La nuit, ça caille. Au matin, la glace s’est formée sur le pare-brise, sous les occultants. Grrr. Heureusement qu’on a un chauffage qui nous permet de tenir et de prendre un petit déjeuner sans problème. Et nous voilà parti pour une nouvelle journée de découverte. En sens inverse.
19 décembre 2024
Les jours se suivent et ne se ressemblent pas.
Nous avons quitté Saou le dimanche 15. Jean-Yves ayant repris un peu de force et d’appétit, nous avons décidé de partir. En cas de problème majeur, il a nos coordonnées et nous n’avons pas l’intention de partir directement vers l’Andalousie. Petit crochet par l’Italie au préalable, pour visiter Cinque Terre que Florence rêve de visiter depuis très longtemps.
Mais l’itinéraire sera celui de l’école buissonnière.
Le 16 au soir, au détour d’une route dans les gorges du Verdon, un village perché sur un flanc de colline se dévoile brutalement. Cri du cœur de Florence (imaginez la scène, même si le nombre de décibels émis n’a pas couvert le bruit du moteur) :
– « Mais je connais ce village, je l’ai fait à l’aquarelle ! Mais comment s’appelle-t-il ? »
– Aucune idée…
– Mais si, c’est… c’est pas possible de tout oublier comme ça.
– Tu es déjà venue ?
– Non, jamais, mais je l’ai peint.
Pas de problème. Géoportail et GPS donnent la réponse. Moustier Ste Marie.
– Mou(s)tier Ste Marie (sans prononcer le « s », dis-je.
– Moustier Ste Marie, corrige Florence, on prononce le s.
– Pas certain, faudrait demander aux locaux.
Pas facile, pas de locaux dans les rues, c’est désert le dimanche soir.
On cherche une place pour passer la nuit et on finit par s’installer sur un parking à côté des toilettes publiques. Tout est parfait et propre.

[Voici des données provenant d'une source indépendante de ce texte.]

PR #44, opened 2025-07-25
Replace `std::system` with `posix_spawn` for async execution

aryakpadman:
This commit introduces the changes to replace the `std::system` with `posix_spawn` for the execution of RSYNC CLI in order to achieve the asynchronous execution of multiple RSYNC commands.

Reasons for moving to posix_spawn():

 - The `std::system()` is a blocking call where it hold until the command finishes execution which is achieving asynchronous behavior.
 - `std::system()` lacks the method to capture the output of the execution to the parent/caller and the return value of the execution which results in limited error handling.
 - `posix_spawn` enables launching child processes without blocking the main thread.
 - `posix_spawn_file_actions` allows fine-grained control of fd redirection, useful for isolating command input/output.

Details of implementation:

 - The API `execCmd()` invokes `posix_spawn()` to execute the rsync command asynchronously.
 - Redirects child's stdout/stderr through a pipe to capture and process output at the parent.
 - Uses `posix_spawn_file_actions_t` to safely setup file descriptors.
 - The API `waitForCmdCompletion()` waits on the child process and reads output from the pipe.
 - The `execCmd()` finally returns the result code and output string to the caller.

Tested:
 - Verified the sync behavior on Huygens simics model during full sync and immediate sync.

Change-Id: I2f80f7806db62a022425df9e84a7edeb28d355e9

### DIFF
--- a/src/async_command_exec.cpp
+++ b/src/async_command_exec.cpp
@@ -1,0 +1,216 @@
+// SPDX-License-Identifier: Apache-2.0
+
+#include "async_command_exec.hpp"
+
+#include <phosphor-logging/lg2.hpp>
+
+namespace data_sync::async
+{
+
+namespace utility
+{
+
+SpawnFActions::SpawnFActions()
+{
+    if (posix_spawn_file_actions_init(&_actions) != 0)
+    {
+        lg2::error("Failed to init posix_spawn_file_actions, errno : {ERRNO}, "
+                   "ERROR : {ERROR}",
+                   "ERRNO", errno, "ERROR", strerror(errno));
+        throw std::runtime_error("Failed to init posix_spawn_file_actions");
+    }
+}
+
+SpawnFActions::~SpawnFActions()
+{
+    if (posix_spawn_file_actions_destroy(&_actions) != 0)
+    {
+        lg2::error(
+            "Failed to destroy the file action instance, errno : {ERRNO}, "
+            "ERROR : {ERROR}",
+            "ERRNO", errno, "ERROR", strerror(errno));
+    }
+}
+
+posix_spawn_file_actions_t* SpawnFActions::get()
+{
+    return &_actions;
+}
+
+} // namespace utility
+
+AsyncCommandExecutor::AsyncCommandExecutor(sdbusplus::async::context& ctx) :
+    _ctx(ctx)
+{}
+
+bool AsyncCommandExecutor::setupPipe(int pipefd[2])
+{
+    if (pipe(pipefd) == -1)
+    {
+        lg2::error("Failed to create pipe. Errno: {ERRNO}, Error: {MSG}",
+                   "ERRNO", errno, "MSG", strerror(errno));
+        return false;
+    }
+    return true;
+}
+
+bool AsyncCommandExecutor::setupPipeRedirection(const FD& readFd,
+                                                const FD& writeFd,
+                                                const auto& actions)
+{
+    // Duplicate the write end of the pipe with the child's stdout and stderr
+    // so that the parent can read child stdout and stderr after the command
+    // execution is completed if any.
+    if (posix_spawn_file_actions_adddup2(actions, writeFd(), STDOUT_FILENO) !=
+            0 ||
+        posix_spawn_file_actions_adddup2(actions, writeFd(), STDERR_FILENO) !=
+            0)
+    {
+        lg2::error(
+            "Failed to duplicate the STDOUT/STDERR to pipe. Errno : {ERRNO}, Error : {MSG}",
+            "ERRNO", errno, "MSG", strerror(errno));
+        return false;
+    }
+
+    // Close the read end of the pipe in child before executing command because
+    // the parent only needs to read.
+    // Otherwise, kernel will think that the child is also reading and will be
+    // open even after parent closes it read end, which could cause blocking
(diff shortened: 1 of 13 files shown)


src/manager.cpp
```diff
@@ -199,6 +224,159 @@ sdbusplus::async::task<bool>
     co_return true;
 }
 
+sdbusplus::async::task<std::pair<int, std::string>>
```
RameshIyyar, line 227: I feel we should move functions into a separate class and make it generic like AsyncCommandExecutor.

Also, please use RAII style to close FDs and Destroy fileaction object instead of manual.

src/async_command_exec.cpp
```diff
@@ -0,0 +1,175 @@
...
+
+    int exitCode = WIFEXITED(status) ? WEXITSTATUS(status) : -1;
+    if (!WIFEXITED(status))
+    {
+        lg2::error("Child exited abnormally. Status: {STATUS}", "STATUS",
+                   status);
+    }
+    else if (exitCode != 0)
+    {
+        lg2::error("Command failed with  exitCode: {CODE}, Output: {OUT}",
```
RameshIyyar, line 117: Replace output tag with error in the trace.

src/async_command_exec.cpp
```diff
@@ -0,0 +1,175 @@
...
+        }
+        else
+        {
+            lg2::error("read failed on fd[{FD}] : [{ERROR}]", "FD", fd, "ERROR",
+                       strerror(errno));
+            break;
+        }
+    }
+
+    fdioInstance.reset();
```
RameshIyyar, line 170: Do we need to reset explicitly?

src/manager.cpp
```diff
@@ -2,8 +2,12 @@
 
 #include "manager.hpp"
 
+#include "async_command_exec.hpp"
 #include "data_watcher.hpp"
 
+#include <fcntl.h>
```
RameshIyyar, line 8: These two includes require, here?

src/manager.cpp
```diff
@@ -197,9 +198,10 @@ sdbusplus::async::task<bool>
     // Add destination data path if configured
     syncCmd.append(dataSyncCfg._destPath.value_or(fs::path("")));
     lg2::debug("RSYNC CMD : {CMD}", "CMD", syncCmd);
-    int result = std::system(syncCmd.c_str()); // NOLINT
 
-    if (result != 0)
+    data_sync::async::AsyncCommandExecutor executor(_ctx);
+    auto result = co_await executor.execCmd(syncCmd); // NOLINT
+    if (result.first != 0)
```
RameshIyyar, line 204: Could you please output (which will have error message) in the trace?

src/async_command_exec.cpp
```diff
@@ -0,0 +1,175 @@
+// SPDX-License-Identifier: Apache-2.0
```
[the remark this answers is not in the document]
aryakpadman: Updated

src/async_command_exec.cpp
```diff
@@ -0,0 +1,175 @@
...
+    {
+        lg2::error("Failed to create pipe. Errno : {ERRNO}, Error : {MSG}",
+                   "ERRNO", errno, "MSG", strerror(errno));
+        co_return {-1, ""};
+    }
+
+    FD readFd(pipefd[0]);
+    FD writeFd(pipefd[1]);
+
+    utility::SpawnActions fileActions;
```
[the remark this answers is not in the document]
aryakpadman: Ok changed the class name to PosixSpawnFActions

Defining multiple wrappers as 
1. setupPipe() 
2. setupPipeRedirection()
3. spawnCommand()

considered a single wrapper, but that would require defining writeFD, readFD, etc. inside execCmd and then passing them around as out parameters, or managing them via unique pointers. Both approach felt as bringing complexity. Hence went with separate wrappers.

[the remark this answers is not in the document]
RameshIyyar: We had discussed decoupling the POSIX dependency from this class but anyway its upto you, no functional issues.

src/async_command_exec.cpp
```diff
@@ -0,0 +1,216 @@
+// SPDX-License-Identifier: Apache-2.0
+
```
RameshIyyar, line 2: Commit message: 

> - Introduced another class `SpawnActions` which initializes
   `posix_spawn_file_actions_t` inorder safely setup and destroy file
   descriptors.

Typo in class name or missed to update while the changing the class name.

RameshIyyar (commented):
minor comments.

src/async_command_exec.hpp
```diff
@@ -0,0 +1,155 @@
...
+     *        'posix_spawn'.
+     *
+     * @param[in] - cmd - The bash command to execute
+     *
+     * @return sdbusplus::async::task<std::pair<int, std::string>>
+     *              - int : Exit code of the spawned process (-1 on failure)
+     *              - std::string : Combined stdout and stderr output
+     */
+    sdbusplus::async::task<std::pair<int, std::string>>
+        execCmd(const std::string& cmd);
```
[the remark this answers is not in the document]
aryakpadman: Will `SpawnFActions` make sense?

spinler (approved):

Pose des occultants sur les vitres, et je vais explorer le patelin à la recherche d’un restaurant ouvert.
Il fait froid, autour de zéro, et il y a un vent soutenu. Ressenti vers -4°C.
Pas une âme en vue, quand dans une rue sombre, un couple assis à table devant un restaurant indique que ça ouvre à 18h30. En attendant, ils se les gèlent dans le courant d’air frais. C’est leur problème.
J’appelle Florence pour lui signaler qu’il y a un restaurant ouvert et lui lire le menu affiché sur le panneau.
– Dring…. Il y a un restaurant ouvert, je te lis le menu ?
– Non, mais il y a quelqu’un qui tourne autour du camping-car et qui pousse les feuilles mortes. C’est bizarre.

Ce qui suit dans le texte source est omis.